■ **Task to complete**
Say how many lines below contain the word "mshrs". The number is the entire reply.

■ **Provided records**
--*--

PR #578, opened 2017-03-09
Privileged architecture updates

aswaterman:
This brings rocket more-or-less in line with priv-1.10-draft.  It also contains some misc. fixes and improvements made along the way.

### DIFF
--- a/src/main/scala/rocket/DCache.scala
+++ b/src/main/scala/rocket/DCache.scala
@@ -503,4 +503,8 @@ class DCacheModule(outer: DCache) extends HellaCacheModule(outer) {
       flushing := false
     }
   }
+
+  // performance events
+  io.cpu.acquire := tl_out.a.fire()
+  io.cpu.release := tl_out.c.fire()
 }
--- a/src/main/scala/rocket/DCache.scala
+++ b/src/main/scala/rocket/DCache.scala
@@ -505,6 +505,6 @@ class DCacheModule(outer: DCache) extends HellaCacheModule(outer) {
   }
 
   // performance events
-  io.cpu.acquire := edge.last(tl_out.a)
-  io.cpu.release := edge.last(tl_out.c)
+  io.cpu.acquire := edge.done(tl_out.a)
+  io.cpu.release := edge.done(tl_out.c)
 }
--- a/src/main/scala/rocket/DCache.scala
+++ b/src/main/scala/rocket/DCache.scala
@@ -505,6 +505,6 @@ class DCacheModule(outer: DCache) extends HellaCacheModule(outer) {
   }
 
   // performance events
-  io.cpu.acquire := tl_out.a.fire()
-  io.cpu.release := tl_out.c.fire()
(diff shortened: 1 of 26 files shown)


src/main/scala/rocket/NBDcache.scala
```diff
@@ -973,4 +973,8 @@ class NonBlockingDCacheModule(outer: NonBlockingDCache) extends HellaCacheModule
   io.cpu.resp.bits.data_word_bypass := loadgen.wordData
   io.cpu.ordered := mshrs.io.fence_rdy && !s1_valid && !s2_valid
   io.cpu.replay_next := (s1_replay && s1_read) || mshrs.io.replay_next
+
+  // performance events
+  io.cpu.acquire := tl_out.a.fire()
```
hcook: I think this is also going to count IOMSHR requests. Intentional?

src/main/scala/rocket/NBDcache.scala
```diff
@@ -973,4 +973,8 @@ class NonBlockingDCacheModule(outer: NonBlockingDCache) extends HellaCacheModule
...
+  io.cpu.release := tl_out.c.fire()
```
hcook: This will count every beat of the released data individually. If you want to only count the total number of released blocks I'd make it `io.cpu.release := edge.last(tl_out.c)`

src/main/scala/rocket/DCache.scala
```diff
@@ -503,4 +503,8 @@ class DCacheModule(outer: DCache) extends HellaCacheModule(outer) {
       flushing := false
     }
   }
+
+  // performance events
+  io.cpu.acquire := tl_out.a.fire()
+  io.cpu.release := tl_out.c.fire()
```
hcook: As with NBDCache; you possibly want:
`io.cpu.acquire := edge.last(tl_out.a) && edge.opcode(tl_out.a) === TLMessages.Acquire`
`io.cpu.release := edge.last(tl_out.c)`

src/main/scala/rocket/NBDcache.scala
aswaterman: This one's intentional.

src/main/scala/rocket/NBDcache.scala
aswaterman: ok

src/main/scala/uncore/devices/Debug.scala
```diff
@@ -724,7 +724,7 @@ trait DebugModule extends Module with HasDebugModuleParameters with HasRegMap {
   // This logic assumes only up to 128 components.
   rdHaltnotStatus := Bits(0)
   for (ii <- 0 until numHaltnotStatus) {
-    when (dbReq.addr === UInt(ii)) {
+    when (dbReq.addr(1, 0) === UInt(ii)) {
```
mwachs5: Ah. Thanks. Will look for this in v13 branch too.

--*--

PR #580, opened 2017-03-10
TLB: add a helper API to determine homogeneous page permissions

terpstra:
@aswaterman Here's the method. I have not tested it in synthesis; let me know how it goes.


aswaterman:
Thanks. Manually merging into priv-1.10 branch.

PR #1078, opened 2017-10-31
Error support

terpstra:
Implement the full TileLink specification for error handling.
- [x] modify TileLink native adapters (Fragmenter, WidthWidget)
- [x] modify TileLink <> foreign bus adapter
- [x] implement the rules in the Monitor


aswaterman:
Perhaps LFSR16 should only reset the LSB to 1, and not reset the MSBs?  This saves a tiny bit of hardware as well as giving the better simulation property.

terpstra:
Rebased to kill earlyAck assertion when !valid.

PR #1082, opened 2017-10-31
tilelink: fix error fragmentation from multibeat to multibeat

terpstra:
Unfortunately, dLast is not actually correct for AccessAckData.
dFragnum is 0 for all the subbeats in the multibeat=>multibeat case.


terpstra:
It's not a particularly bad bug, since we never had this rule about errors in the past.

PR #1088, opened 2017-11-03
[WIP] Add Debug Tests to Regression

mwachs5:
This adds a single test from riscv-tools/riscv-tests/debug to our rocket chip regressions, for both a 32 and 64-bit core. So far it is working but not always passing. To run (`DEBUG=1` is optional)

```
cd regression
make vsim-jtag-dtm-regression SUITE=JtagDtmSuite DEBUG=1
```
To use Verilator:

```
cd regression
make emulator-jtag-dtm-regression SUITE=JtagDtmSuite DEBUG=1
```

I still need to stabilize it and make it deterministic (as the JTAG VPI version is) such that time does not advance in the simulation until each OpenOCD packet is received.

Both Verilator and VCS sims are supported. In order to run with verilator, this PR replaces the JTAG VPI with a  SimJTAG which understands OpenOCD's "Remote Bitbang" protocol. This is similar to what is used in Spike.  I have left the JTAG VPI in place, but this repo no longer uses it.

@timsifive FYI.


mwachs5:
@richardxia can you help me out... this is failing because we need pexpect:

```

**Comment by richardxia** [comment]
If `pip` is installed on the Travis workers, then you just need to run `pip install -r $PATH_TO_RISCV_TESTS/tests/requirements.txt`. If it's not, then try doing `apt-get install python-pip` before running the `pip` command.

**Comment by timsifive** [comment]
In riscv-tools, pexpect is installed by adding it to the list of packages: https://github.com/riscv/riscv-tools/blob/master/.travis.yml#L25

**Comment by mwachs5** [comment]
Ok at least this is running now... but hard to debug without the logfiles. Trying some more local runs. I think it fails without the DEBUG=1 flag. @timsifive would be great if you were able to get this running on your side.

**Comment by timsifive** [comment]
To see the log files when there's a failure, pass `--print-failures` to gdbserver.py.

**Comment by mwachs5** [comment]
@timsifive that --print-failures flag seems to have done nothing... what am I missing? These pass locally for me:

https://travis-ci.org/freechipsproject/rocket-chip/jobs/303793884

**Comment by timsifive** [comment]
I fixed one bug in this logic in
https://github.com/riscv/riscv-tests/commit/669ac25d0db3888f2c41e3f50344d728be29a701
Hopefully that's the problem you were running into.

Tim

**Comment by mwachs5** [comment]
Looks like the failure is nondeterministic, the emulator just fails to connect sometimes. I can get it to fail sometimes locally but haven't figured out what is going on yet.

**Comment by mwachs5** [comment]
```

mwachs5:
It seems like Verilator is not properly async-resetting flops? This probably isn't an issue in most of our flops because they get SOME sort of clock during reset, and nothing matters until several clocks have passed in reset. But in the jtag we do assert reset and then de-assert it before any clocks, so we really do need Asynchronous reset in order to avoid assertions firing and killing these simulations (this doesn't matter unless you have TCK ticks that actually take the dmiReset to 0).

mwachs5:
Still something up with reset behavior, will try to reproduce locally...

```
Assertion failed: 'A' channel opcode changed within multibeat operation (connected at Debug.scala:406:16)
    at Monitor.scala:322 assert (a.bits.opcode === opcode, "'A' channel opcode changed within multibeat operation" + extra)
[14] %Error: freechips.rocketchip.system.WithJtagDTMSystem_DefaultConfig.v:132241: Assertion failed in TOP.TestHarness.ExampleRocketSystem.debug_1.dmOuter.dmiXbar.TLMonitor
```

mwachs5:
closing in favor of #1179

--*--

■ **Result for this task**
2